Symbols in R3 are stored in an internal symbols table, a btree(?) 
or some other unknown data structure that you can't reference externally.
Geomol
20-May-2011
[8768]
Is the internal symbol table there to save memory? Maybe like Lua's 
internal structure to hold strings?
BrianH
20-May-2011
[8769x3]
The internal symbol table is there to make symbols work at all. In 
R2, system/words was the symbol table. However, it does save memory 
relative to strings because there are no duplicates, and because 
the symbol data for the words is stored in UTF8 instead of 16-bit 
characters.
They aren't added to any context until you add them explicitly. The 
R3 interpreter would not presume to know what a word would mean to 
you until you tell it what it means, by binding the word to a context 
or by just using the word as data.
bbl
Andreas
20-May-2011
[8772x3]
>> repeat i to-integer #7fffffffffffffff [to word! ajoin ["a" i]]
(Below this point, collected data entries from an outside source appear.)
PR #823, opened 2024-09-25
fix Python 3.12 `SyntaxWarning`s due to `invalid escape sequence`

spoonincode:
for example,
```
Node.py:674: SyntaxWarning: invalid escape sequence '\.'
  match=re.match("stderr\..+\.txt", entry.name)
```

I don't claim this PR does an exhaustive fix, these are just some that I saw flagged recently


heifner (approved):

greg7mdp (approved):

ericpassmore:
Note:start
category: Tests
component: Internal
summary: fix Python 3.12 `SyntaxWarning` due to invalided escape sequence.
Note:end

Issue #742, opened 2024-09-11
Test regression of syncing and replay with actual committed reference blockchain data


arhag:
To be confident that changes do not unintentionally introduce changes the consensus protocol, we would like to add a new test (and testing utility) that checks for regression in compatibility of syncing and replaying reference blockchain data.

The test could store a reference blockchain (with QCs) generated and serialized (and committed to the source control) at some earlier point in time. Then it could read that blockchain into a nodeos (replay it) and use it as a source of blocks from which another nodeos instance can sync those blocks. The test should involve both a replay and sync to test both of those code paths in controller.

We would not normally commit that reference blockchain to source control. The test/utility could allow us to manually regenerate it if necessary, but we would really only need to do it once (or whenever we want to change the nature of the reference blockchain for the test case). Then the test, when it normally runs, just ensures it can validate that blockchain. However, it would be good for the test to generate the reference blockchain anyway, even though it is going to throw it away under typical use, just as an ongoing check in our CI to ensure the reference blockchain generation portion of the test does not break or regress.

This test (should be done with the Boost testing framework so that the generation of the reference blockchain is deterministic which provides multiple advantages. First, anytime we need to change the reference blockchain (which remember is binary data committed to source control), a reviewer could easily validate the changed data in a pull request by regenerating it themself locally. Second, it allows for the test to include a final check at the end where it compares the block ID of the reference chain it generates to the one that was in the source control to ensure they are the same.

Note that an early iteration of such a test was introduced as a `verify_spring_1_0_block_compatibitity` test as part of the work for https://github.com/AntelopeIO/spring/issues/694. But that version did not write out block data to source control and test that syncing and replaying those blocks still worked. And it also did not provide a utility to easily persist the generated block data to source control if desired. It just generated the test blockchain and verified the last block IDs matched a hard-coded value. That was a good start. But this issue is to go further and implement the test/utility as is described in this issue.

PR #827, opened 2024-09-26
[1.0.2] Test regression of syncing and replay with actual committed reference blockchain data

linh2931:
To be confident that changes do not unintentionally introduce changes of the consensus protocol, we would like to add a testing utility that generates reference blockchain data and a new test that checks for regression in compatibility of syncing and replaying the reference blockchain data.

The PR
* provides a command line option `--save-blockchain` to generate and save the reference blockchain data to `unittests/test-data/consensus_blockchain` directory. The full command is `unittests/unit_test -t savanna_misc_tests/verify_block_compatibitity -- --save-blockchain`.
* loads the reference blockchain into a nodeos by replaying it, and and verifies the block ID of the replayed LIB matches with the ID of LIB in the reference blocks log.
* starts another nodeos instance from reference snapshot, sync blocks from the replayed nodeos, and verifies resulting block ID.

Resolves https://github.com/AntelopeIO/spring/issues/742


unittests/savanna_misc_tests.cpp
```diff
@@ -591,18 +592,141 @@ BOOST_FIXTURE_TEST_CASE(validate_qc_requiring_finalizer_policies, savanna_cluste
...
+   std::vector<char> buf;
+   buf.resize(size);
+
+   ref_file.seek(0);
+   ref_file.read(buf.data(), size);
+
+   ref_file.close();
+
+   return buf;
+}
```
greg7mdp, line 648: You could use `fc::read_file_contents()` here, as I learned last week from Kevin!

linh2931: Thanks!

unittests/savanna_misc_tests.cpp
```diff
@@ -681,10 +799,30 @@ BOOST_FIXTURE_TEST_CASE(verify_spring_1_0_block_compatibitity, savanna_cluster::
    BOOST_REQUIRE_EQUAL(qc_s(qc(b9)), strong_qc(b8));    // b9 claims a strong QC on b8
    BOOST_REQUIRE_EQUAL(A.lib_number, b6->block_num());  // b9 makes B6 final
 
-   // check that the block id of b9 match what we got with Spring 1.0.0
+   std::filesystem::path test_data_path { UNITTEST_TEST_DATA_DIR };
+   auto ref_blockchain_path = test_data_path / "consensus_blockchain";
+
+   // check that the block id of b9 match what we got before.
    auto b9_id = b9->calculate_id();
-   BOOST_REQUIRE_EQUAL(b9_id, block_id_type{"00000013725f3d79bd4dd4091d0853d010a320f95240981711a942673ad87918"});
```
greg7mdp, line 686: I think we can leave the comparison with a hardcoded id.

greg7mdp: Never mind, comparing with the stored id is fine

libraries/testing/include/eosio/testing/tester.hpp
```diff
@@ -521,6 +521,13 @@ namespace eosio::testing {
             return {cfg, gen};
          }
 
+         static bool arguments_contains(std::string arg) {
```
heifner, line 524: `const&`

unittests/savanna_misc_tests.cpp
```diff
@@ -591,18 +594,133 @@ BOOST_FIXTURE_TEST_CASE(validate_qc_requiring_finalizer_policies, savanna_cluste
...
+   auto source_index_file = blocks_path / "blocks.index";
+
+   auto ref_log_file             = ref_blockchain_path / "blocks.log";
+   auto ref_index_file           = ref_blockchain_path / "blocks.index";
+   auto ref_id_file_name         = ref_blockchain_path / "id";
+   auto ref_snapshot_file_name   = ref_blockchain_path / "snapshot";
+
+   // save reference blocks log
+   std::filesystem::copy_file(source_log_file, ref_log_file, std::filesystem::        copy_options::overwrite_existing);
+   std::filesystem::copy_file(source_index_file, ref_index_file, std::filesystem::        copy_options::overwrite_existing);
```
heifner, line 611: Remove extra spaces after `std::filesystem::`

heifner (changes requested):

heifner (approved):

unittests/savanna_misc_tests.cpp
```diff
@@ -681,10 +799,30 @@ BOOST_FIXTURE_TEST_CASE(verify_spring_1_0_block_compatibitity, savanna_cluster::
...
+
+   // check that the block id of b9 match what we got before.
    auto b9_id = b9->calculate_id();
-   BOOST_REQUIRE_EQUAL(b9_id, block_id_type{"00000013725f3d79bd4dd4091d0853d010a320f95240981711a942673ad87918"});
+   BOOST_REQUIRE_EQUAL(b9_id, read_reference_id(ref_blockchain_path));
+
+   if (save_blockchain) {
+      save_blockchain_data(ref_blockchain_path, A.get_config().blocks_dir, b9_id, snapshot);
+      return;
+   }
```
greg7mdp, line 812: I believe this should be before line 807, otherwise is there is a need to save the blockchain (meaning that it is different from what is already saved), line 807 would fail first.

unittests/savanna_misc_tests.cpp
```diff
@@ -681,10 +799,30 @@ BOOST_FIXTURE_TEST_CASE(verify_spring_1_0_block_compatibitity, savanna_cluster::
...
+   // replay the reference blockchain and make sure LIB id in the replayed
+   // chain matches reference LIB id
+   // --------------------------------------------------------------------
+   fc::temp_directory temp_dir; // need to pass in temp_dir. otherwise it would be destroyed after replay_reference_blockchain returns
+   std::unique_ptr<tester> replay_chain = replay_reference_blockchain(ref_blockchain_path, temp_dir, blog);
 
+   // start another blockchain using reference snapshot, and sync with the blocks
+   // from the replayed blockchain
+   // ---------------------------------------------------------------------------
+   sync_replayed_blockchain(ref_blockchain_path, std::move(replay_chain), blog);
```
greg7mdp, line 825: This should check that the result of replaying the blockchain matches `b1` through `b9`. Unless I'm mistaken, here it just checks the consistency of what is stored in the reference chain.

linh2931: At the end of both `replay_reference_blockchain()` and `sync_replayed_blockchain()`, replayed/synched block ID is verified against with reference block ID

greg7mdp (approved):

ericpassmore:
Note:start
category: Tests
component: Internal
summary: Enhance test framework and test cases to sync and replay using actual committed reference blockchain data.
Note:end

PR #845, opened 2024-09-30
[1.0.2] SHiP: Fix hang on exit

### LINKED ISSUE #822: Test failure: ship_kill_client_test
https://github.com/AntelopeIO/spring/actions/runs/11037427972/job/30658923368

Looks like the nodeos with SHiP hung on exit. Appears it may be same issue as #815.

heifner:
This is a temporary fix until issue #842 can be worked. Some alternatives were attempted, but no simple fix could be found that didn't require more work toward #842 then desired for 1.0.x. See https://github.com/AntelopeIO/appbase/pull/34

Test runs of a hacked up state_history_plugin with sleeps that caused it to hang on almost every CI/CD run.
Example failures: https://github.com/AntelopeIO/spring/actions/runs/11076070901
With this fix: https://github.com/AntelopeIO/spring/actions/runs/11124229769

Resolves #822

### DIFF
--- a/plugins/state_history_plugin/state_history_plugin.cpp
+++ b/plugins/state_history_plugin/state_history_plugin.cpp
@@ -380,6 +380,14 @@ void state_history_plugin_impl::plugin_shutdown() {
    accepted_block_connection.reset();
    block_start_connection.reset();
    thread_pool.stop();
+
+   // This is a temporary fix until https://github.com/AntelopeIO/spring/issues/842 can be worked.
+   // Drain the io_service of anything that could be referencing state_history_plugin
+   if (app().executor().get_io_service().stopped()) {
+      app().executor().get_io_service().restart();
+      while (app().executor().get_io_service().poll())
+         ;
+   }
 }
 
 void state_history_plugin::plugin_shutdown() {
--- a/plugins/state_history_plugin/state_history_plugin.cpp
+++ b/plugins/state_history_plugin/state_history_plugin.cpp
@@ -387,6 +387,8 @@ void state_history_plugin_impl::plugin_shutdown() {
       app().executor().get_io_service().restart();
       while (app().executor().get_io_service().poll())
          ;
+      // clear priority queue of anything pushed by poll(), see application_base exec()
+      app().executor().clear();
    }
 }
 


plugins/state_history_plugin/state_history_plugin.cpp
```diff
@@ -380,6 +380,14 @@ void state_history_plugin_impl::plugin_shutdown() {
...
    block_start_connection.reset();
    thread_pool.stop();
+
+   // This is a temporary fix until https://github.com/AntelopeIO/spring/issues/842 can be worked.
+   // Drain the io_service of anything that could be referencing state_history_plugin
+   if (app().executor().get_io_service().stopped()) {
+      app().executor().get_io_service().restart();
+      while (app().executor().get_io_service().poll())
+         ;
+   }
```
spoonincode, line 390: It looks like a SIGINT etc here will interrupt it. Probably fine.

I wonder if there is a way to add some sort of sentinel to know that "anything that could be referencing state_history_plugin" _has_ actually been drained, so we don't somehow get in a state where we loop forever here because something else unrelated is `post()`ing forever. I'm not immediately coming up with a good solution though.

plugins/state_history_plugin/state_history_plugin.cpp
```diff
@@ -380,6 +380,14 @@ void state_history_plugin_impl::plugin_shutdown() {
    accepted_block_connection.reset();
    block_start_connection.reset();
    thread_pool.stop();
+
```
spoonincode, line 383: With the connections torn down, is there any risk pumping the main thread below might apply a block that ship would then not see?

plugins/state_history_plugin/state_history_plugin.cpp
heifner: Maybe just not do the `poll()` call in a loop. We are not expecting anything to be posting at this point.

plugins/state_history_plugin/state_history_plugin.cpp
heifner: Good call! It does seem like this could push a block into the controller that would be missed by the controller.

heifner: Actually, no I don't think that is not possible. Everything that uses `app().executor().post` when they execute they are only pushed into the priority_queue to execute. So probably should clear that out again here.

plugins/state_history_plugin/state_history_plugin.cpp
heifner: Interesting enough, the `poll()` has to be in a loop. I guess the `co_spawn` must be posting additional as it drains.

greg7mdp (approved):

greg7mdp (approved):

plugins/state_history_plugin/state_history_plugin.cpp
spoonincode: I wonder if we even need those connections to be manually torn down

spoonincode (approved):

plugins/state_history_plugin/state_history_plugin.cpp
heifner: Probably not, but that can be cleaned up when we work the real solution.

ericpassmore:
Note:start
category: Other
component: SHiP
summary: Fix hang on exit, draining references to SHiP found in io_service.
Note:end

Issue #849, opened 2024-10-01
`time` field for produced blocks is wrong and the name `time` is confusing with received block's `time`


linh2931:
The `time` field reported for `Produced block` is wrong:

`node_bios/stderr.2024_10_01_11_52_13.txt:info  2024-10-01T15:53:04.594 nodeos   controller.cpp:3475  log_applied  ] Produced block 0de718e5b389a264... #104 @ 2024-10-01T15:53:05.000 signed by eosio [trxs: 0, lib: 102, confirmed: , net: 0, cpu: 100, elapsed: 234 us, time: 1727797984594382 us]`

** Internal error: not enough memory
** Where: to repeat
** Near: to word! ajoin ["a" i]
at ~1700MB resident
and it took 2h50m cpu time to get there :)
Geomol
20-May-2011
[8775]
:) Cool test!
BrianH
20-May-2011
[8776]
This code might be a better test: repeat i to-integer #7fffffffffffffff 
[if zero? i // 1'000'000 [recycle] to-hex i]

It should have less memory usage overall and if words are recycled 
then it won't run out. I'll run it now.
Geomol
20-May-2011
[8777]
Where are the words coming into the picture?
BrianH
20-May-2011
[8778]
TO-HEX generates an issue!, which is a word type in R3. Yes, you 
can even bind them.
Geomol
20-May-2011
[8779]
Spooky! :)
BrianH
20-May-2011
[8780]
I figure that not creating the temporary string, and running recycle 
every once in a while, might make the memory problems go away. So 
far the R3 process is staying at exactly the same memory, less than 
a gig. I also tossed an assignment in there so I can know which number 
it fails on.
Andreas
20-May-2011
[8781x4]
the jump from ~900M to ~1.2G took ages
then another aeon fuer 1.2G to 1.4G
and hours for 1.4G to 1.7G and fail
(jfyi)
BrianH
20-May-2011
[8785]
The time on mine won't be comparable because it's only running on 
one of 4 cores, and the others will be mildly occupied.